### YOUR INSTRUCTIONS
When you spot the word "which" in a line of the data below, copy that line.

### MATERIAL FOR THE TASK
•••

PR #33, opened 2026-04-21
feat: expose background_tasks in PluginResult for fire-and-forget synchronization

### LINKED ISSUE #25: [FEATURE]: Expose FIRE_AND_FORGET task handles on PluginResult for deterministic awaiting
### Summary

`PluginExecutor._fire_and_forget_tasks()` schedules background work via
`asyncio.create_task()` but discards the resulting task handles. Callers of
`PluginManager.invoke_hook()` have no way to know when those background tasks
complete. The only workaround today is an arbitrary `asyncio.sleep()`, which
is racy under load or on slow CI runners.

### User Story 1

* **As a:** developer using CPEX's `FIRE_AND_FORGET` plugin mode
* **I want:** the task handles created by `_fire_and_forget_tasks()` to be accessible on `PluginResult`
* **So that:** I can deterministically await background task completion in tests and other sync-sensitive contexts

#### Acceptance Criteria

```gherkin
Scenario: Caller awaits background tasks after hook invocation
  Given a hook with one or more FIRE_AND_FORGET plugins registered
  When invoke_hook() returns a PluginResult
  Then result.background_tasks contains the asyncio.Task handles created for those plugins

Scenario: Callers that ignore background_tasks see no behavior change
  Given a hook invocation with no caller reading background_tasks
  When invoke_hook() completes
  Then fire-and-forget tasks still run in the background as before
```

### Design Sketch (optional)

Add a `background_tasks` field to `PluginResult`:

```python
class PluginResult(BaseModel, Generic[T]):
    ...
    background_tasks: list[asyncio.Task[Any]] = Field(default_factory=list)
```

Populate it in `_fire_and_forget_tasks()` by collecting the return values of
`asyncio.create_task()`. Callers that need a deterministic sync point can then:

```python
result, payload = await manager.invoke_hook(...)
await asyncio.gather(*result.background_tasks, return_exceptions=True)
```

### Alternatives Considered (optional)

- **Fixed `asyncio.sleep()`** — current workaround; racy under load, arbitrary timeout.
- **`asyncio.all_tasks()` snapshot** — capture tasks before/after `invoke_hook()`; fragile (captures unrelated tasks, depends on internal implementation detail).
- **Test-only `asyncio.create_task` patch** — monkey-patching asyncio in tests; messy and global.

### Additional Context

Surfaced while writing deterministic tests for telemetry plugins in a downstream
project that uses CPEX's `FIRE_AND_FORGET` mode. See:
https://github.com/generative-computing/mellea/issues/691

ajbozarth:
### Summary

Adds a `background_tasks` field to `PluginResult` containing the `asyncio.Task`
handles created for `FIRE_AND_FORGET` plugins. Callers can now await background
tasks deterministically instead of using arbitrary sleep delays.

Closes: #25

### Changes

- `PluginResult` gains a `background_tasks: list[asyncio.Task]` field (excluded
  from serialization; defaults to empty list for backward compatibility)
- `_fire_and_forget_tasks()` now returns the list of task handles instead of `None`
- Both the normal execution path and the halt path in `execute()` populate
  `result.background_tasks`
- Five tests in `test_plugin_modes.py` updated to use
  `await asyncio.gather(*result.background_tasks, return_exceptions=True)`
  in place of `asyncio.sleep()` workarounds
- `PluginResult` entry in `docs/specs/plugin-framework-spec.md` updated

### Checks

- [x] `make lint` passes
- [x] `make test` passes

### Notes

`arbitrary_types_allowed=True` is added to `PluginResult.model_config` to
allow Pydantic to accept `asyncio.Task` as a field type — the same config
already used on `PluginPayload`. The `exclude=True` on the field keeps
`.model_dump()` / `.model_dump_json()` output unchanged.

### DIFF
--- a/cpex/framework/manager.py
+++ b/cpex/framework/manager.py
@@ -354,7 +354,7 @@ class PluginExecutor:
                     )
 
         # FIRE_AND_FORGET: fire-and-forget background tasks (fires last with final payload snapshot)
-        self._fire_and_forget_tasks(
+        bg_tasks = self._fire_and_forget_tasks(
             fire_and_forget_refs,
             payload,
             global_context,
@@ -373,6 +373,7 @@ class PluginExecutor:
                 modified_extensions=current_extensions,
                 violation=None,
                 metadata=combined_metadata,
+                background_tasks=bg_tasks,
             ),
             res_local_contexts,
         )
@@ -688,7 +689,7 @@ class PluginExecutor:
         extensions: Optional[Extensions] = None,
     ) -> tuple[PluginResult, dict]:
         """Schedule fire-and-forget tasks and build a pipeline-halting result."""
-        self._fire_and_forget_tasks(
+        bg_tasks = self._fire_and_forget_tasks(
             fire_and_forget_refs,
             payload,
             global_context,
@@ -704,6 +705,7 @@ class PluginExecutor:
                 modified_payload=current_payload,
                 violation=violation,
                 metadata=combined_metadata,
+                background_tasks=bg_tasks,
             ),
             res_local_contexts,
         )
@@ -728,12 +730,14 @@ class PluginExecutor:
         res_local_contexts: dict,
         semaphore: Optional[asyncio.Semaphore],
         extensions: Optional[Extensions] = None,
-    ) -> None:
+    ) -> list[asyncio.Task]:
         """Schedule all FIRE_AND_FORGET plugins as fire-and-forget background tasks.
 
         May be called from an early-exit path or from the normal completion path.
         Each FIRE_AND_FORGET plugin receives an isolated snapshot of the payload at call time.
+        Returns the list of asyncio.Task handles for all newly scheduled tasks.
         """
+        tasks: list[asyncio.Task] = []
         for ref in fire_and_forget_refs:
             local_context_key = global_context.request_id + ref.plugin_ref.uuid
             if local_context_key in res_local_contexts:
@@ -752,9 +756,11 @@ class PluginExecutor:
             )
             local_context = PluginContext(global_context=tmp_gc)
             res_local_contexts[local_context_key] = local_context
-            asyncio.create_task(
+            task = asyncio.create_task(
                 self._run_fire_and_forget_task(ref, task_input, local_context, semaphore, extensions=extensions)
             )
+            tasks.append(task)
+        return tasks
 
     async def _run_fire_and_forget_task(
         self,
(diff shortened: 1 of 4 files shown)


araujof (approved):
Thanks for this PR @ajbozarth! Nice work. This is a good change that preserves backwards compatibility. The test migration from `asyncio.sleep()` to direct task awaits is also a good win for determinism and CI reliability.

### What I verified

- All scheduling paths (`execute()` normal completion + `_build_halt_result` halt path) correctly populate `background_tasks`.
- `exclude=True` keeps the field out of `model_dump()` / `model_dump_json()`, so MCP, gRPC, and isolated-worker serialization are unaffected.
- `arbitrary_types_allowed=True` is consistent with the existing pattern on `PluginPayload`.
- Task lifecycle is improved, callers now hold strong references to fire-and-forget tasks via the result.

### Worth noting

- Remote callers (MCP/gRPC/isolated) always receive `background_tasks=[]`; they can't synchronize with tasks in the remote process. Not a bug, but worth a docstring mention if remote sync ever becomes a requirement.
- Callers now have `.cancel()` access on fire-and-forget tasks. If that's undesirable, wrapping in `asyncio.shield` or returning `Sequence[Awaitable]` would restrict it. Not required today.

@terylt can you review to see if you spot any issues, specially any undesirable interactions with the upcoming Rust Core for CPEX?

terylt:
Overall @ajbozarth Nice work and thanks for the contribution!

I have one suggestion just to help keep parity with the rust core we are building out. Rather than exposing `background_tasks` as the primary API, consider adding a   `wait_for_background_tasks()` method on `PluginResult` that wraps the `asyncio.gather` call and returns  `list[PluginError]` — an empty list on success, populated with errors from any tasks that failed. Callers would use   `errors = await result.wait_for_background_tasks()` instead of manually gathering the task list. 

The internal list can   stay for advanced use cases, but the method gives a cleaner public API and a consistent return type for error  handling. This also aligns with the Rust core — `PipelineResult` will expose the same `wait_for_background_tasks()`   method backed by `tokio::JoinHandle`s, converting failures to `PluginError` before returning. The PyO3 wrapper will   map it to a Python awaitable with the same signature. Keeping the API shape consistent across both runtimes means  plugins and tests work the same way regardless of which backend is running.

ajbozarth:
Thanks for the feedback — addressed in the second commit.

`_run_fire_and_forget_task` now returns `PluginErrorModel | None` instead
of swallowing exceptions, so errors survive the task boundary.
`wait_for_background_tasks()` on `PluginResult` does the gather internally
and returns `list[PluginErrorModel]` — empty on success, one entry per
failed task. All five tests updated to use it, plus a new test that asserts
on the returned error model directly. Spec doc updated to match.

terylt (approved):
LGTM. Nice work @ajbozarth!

•••

### EXERCISE RESULT
complete. The only workaround today is an arbitrary `asyncio.sleep()`, which
The internal list can   stay for advanced use cases, but the method gives a cleaner public API and a consistent return type for error  handling. This also aligns with the Rust core — `PipelineResult` will expose the same `wait_for_background_tasks()`   method backed by `tokio::JoinHandle`s, converting failures to `PluginError` before returning. The PyO3 wrapper will   map it to a Python awaitable with the same signature. Keeping the API shape consistent across both runtimes means  plugins and tests work the same way regardless of which backend is running.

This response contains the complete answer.